Pain & Gain (2013) – Review

1 Star

Back in 2005 Tony Scott took a break from big budget action blockbusters to helm a ‘smaller’ film based on a true story, that movie was the artistically rich but commercial flop, Domino. Scott has always seemed like the logical mentor and certainly a pioneer of the visual style that Michael Bay has perfected. So it is fitting that Bay’s ‘small’ film is a frenzied homage to his late inspiration, unfortunately Pain & Gain is a shallow exercise in cool stylized emotional detachment. In what is being billed as Michael Bay scaling back to show his film school roots, is in reality a typical Bay flick just without the spectacle. If your going to present illogical writing, confusing essential details and cardboard characters, (seriously Ed Harris’ character in The Rock had more believable motivation) then at least give me some CGI Razzle Dazzle or Megan Fox.

Pain & Gain is set in Miami during the mid-1990’s and features the world of Florida gym culture, the criminal underworld and con-men. This true story could have escaped from the mind of pulp novelist Elmore Leonard. Personal trainer Daniel Lugo (Mark Wahlberg) is a meathead with an unquenchable thirst for what he perceives as the American dream – money, women and physical perfection. Victor Kershaw (Tony Shalhoub) is an extremely wealthy businessman and the target for Daniel’s wacky plan that involves kidnapping, extortion, torture, and murder. Aware that he needs a posse, Daniel recruits his best friend Adrian (Anthony Mackie) and Paul (Dwayne Johnson) a recent ex-con looking for both a payday and his religious savior. At the halfway mark Pain & Gain grows into a repetitive cycle of good-looking scenes that go nowhere. In addition, too many side characters and dueling narrators make for a distracting through-line in the storytelling.

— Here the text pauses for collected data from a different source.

PR #2670, opened 2018-07-30
lib: remove unused CheckAuto()

fingolfin:
This is neither used by the library nor by any packages

### DIFF
--- a/lib/grppcaut.gi
+++ b/lib/grppcaut.gi
@@ -9,31 +9,6 @@
 
 #############################################################################
 ##
-#F CheckAuto( auto )
-##
-CheckAuto := function( auto )
-    local new,mapi;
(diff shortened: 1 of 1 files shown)


stevelinton:
Looks like a debugging tools that somebody needed once.  Unlike many such, it's fairly clear what it does, and it doesn't look like it's suffered bitrot (yet). On the other hand anyone who's likely to be able to use it effectively can probably rewrite it in two minutes. Is it better to document and retain such things (maybe in a separate directory), or to delete them?

fingolfin:
Well, that function was originally added by Bettina 1997-07-07; it was updated later by e.g. @hulpke 

Instead of removing this, one could of course also add test cases using it, and or `Assert` statements to relevant functions. Perhaps @hulpke has a preference on this?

For the first time in his illustrious career Bay has proven all his detractors right. His fingerprint visual technique is all over the film and overwhelms the story. More importantly the script never develops a clear-cut opinion of the three main characters. Are they murderous monsters or a group of basically decent fellas who deserve more from life? By never choosing a side or point of view from the creative standpoint, the audience is then left indifferent to the victims and violent crimes being committed. At over two hours this is more Pain and little to Gain from traveling down this dark, offbeat path with Bay and his talented cast.

Director: Michael Bay
Stars: Mark Wahlberg, Dwayne Johnson, Anthony Mackie

4 thoughts on “Pain & Gain (2013) – Review

  1. It pains me that you are that much of a sheep you’ll alow one persons opinion of a film dictate yours, if I told you milk tastes foul when you were a child you would be seriously calcium deficient my friend!

  2. There’s an implication in this review that Bay’s past efforts were actually watchable pieces of entertainment, not the aural / ocular, tween pandering bile they in fact are. Hence, I cannot take this review seriously. :arrow:

  3. I’ll have to disagree once again Jason. I surprisingly enjoyed Pain & Gain. I think that if Bay would have removed all the comedic elements of the film, it would have been much better. Having said that, I found myself drawn to Wahlberg, Johnson and Mackie’s characters. I thought the acting was pretty good, especially The Rock. It was good to see Dwayne breakout of his usually character types and play someone different. Tony Shalhoub was perfectly cast, and Ed Harris was good in his short amount of screen time.

    As for Bay, I will say that I think this was the first film he didn’t give us the panoramic camera shot we usually get in every one of his films.